[Records from a dataset]
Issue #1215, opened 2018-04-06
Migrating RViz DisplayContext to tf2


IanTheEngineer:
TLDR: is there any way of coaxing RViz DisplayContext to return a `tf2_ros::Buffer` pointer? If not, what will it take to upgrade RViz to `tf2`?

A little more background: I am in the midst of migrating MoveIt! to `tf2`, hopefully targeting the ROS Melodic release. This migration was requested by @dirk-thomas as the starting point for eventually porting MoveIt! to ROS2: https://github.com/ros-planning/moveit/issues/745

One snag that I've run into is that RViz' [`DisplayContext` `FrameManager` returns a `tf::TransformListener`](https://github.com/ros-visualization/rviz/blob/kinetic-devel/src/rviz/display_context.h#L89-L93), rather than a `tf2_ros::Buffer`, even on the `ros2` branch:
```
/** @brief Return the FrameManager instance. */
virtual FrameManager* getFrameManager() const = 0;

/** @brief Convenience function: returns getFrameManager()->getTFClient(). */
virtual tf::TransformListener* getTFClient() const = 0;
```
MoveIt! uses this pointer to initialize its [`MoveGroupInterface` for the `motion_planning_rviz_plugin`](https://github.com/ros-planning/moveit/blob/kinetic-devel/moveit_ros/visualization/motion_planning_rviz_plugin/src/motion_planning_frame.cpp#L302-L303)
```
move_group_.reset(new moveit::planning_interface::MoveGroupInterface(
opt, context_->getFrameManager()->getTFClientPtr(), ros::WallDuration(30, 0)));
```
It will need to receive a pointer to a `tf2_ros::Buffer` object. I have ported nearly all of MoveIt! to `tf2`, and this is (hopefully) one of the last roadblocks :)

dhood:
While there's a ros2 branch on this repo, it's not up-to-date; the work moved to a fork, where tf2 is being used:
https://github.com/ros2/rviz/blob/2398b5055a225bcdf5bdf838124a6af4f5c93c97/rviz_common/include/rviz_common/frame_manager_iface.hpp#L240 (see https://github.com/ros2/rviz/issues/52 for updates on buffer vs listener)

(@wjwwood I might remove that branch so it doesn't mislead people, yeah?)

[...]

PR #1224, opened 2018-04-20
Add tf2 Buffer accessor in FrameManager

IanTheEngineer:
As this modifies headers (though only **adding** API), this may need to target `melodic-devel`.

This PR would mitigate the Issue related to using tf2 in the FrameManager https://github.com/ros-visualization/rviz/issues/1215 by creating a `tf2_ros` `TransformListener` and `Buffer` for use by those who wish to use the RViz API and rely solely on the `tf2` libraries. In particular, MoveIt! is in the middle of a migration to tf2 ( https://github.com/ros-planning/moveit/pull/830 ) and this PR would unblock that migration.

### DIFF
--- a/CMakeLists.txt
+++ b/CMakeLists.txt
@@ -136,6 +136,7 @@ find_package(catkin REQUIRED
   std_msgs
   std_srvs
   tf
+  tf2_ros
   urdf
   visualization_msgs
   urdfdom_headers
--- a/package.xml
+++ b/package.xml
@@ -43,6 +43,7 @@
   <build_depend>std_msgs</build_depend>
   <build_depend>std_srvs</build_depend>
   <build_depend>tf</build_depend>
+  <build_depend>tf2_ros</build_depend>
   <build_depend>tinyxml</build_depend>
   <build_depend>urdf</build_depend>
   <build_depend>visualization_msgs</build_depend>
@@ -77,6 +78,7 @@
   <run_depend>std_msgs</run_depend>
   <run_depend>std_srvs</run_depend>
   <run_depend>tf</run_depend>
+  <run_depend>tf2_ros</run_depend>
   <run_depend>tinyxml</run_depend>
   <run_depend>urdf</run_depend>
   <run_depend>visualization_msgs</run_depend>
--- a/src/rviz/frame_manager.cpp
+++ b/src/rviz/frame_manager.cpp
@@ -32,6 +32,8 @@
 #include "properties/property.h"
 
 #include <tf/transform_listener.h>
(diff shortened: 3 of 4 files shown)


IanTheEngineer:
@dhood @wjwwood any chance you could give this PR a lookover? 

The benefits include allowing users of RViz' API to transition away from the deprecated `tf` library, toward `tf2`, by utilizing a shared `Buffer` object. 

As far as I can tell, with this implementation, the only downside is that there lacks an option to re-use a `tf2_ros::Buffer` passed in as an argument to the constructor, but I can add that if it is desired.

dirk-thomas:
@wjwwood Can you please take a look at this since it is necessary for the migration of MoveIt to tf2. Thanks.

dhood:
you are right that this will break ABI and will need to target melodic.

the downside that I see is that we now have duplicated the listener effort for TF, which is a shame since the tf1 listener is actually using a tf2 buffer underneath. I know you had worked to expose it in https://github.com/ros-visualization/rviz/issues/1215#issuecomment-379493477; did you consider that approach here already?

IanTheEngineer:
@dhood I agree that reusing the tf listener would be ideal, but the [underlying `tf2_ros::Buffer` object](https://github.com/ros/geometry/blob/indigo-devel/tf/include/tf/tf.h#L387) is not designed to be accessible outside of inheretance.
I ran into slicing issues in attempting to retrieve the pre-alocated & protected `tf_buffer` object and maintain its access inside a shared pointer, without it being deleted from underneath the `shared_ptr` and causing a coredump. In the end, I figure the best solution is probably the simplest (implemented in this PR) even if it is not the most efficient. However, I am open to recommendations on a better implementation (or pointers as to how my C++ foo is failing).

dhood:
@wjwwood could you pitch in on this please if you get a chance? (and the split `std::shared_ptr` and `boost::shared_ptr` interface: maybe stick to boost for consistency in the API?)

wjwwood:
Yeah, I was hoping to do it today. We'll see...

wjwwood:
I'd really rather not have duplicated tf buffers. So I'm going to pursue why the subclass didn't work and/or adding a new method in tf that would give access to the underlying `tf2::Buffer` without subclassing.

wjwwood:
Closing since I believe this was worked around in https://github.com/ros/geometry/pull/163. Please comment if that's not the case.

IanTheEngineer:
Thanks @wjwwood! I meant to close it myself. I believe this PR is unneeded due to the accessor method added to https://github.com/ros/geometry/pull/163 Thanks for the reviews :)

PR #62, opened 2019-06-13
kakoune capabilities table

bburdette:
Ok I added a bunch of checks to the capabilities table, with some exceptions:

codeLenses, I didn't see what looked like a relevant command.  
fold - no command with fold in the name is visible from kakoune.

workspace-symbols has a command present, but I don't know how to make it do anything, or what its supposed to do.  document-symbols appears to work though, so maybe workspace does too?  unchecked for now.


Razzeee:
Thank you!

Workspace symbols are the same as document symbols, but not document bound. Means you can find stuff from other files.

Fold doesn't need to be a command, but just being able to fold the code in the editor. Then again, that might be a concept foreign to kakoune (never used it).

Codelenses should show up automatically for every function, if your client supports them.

▶ _ACTIVITY_
Which lines hold the word "Thanks"? Copy each of them from the records.

▶ _EXERCISE SOLUTION_
@wjwwood Can you please take a look at this since it is necessary for the migration of MoveIt to tf2. Thanks.
Thanks @wjwwood! I meant to close it myself. I believe this PR is unneeded due to the accessor method added to https://github.com/ros/geometry/pull/163 Thanks for the reviews :)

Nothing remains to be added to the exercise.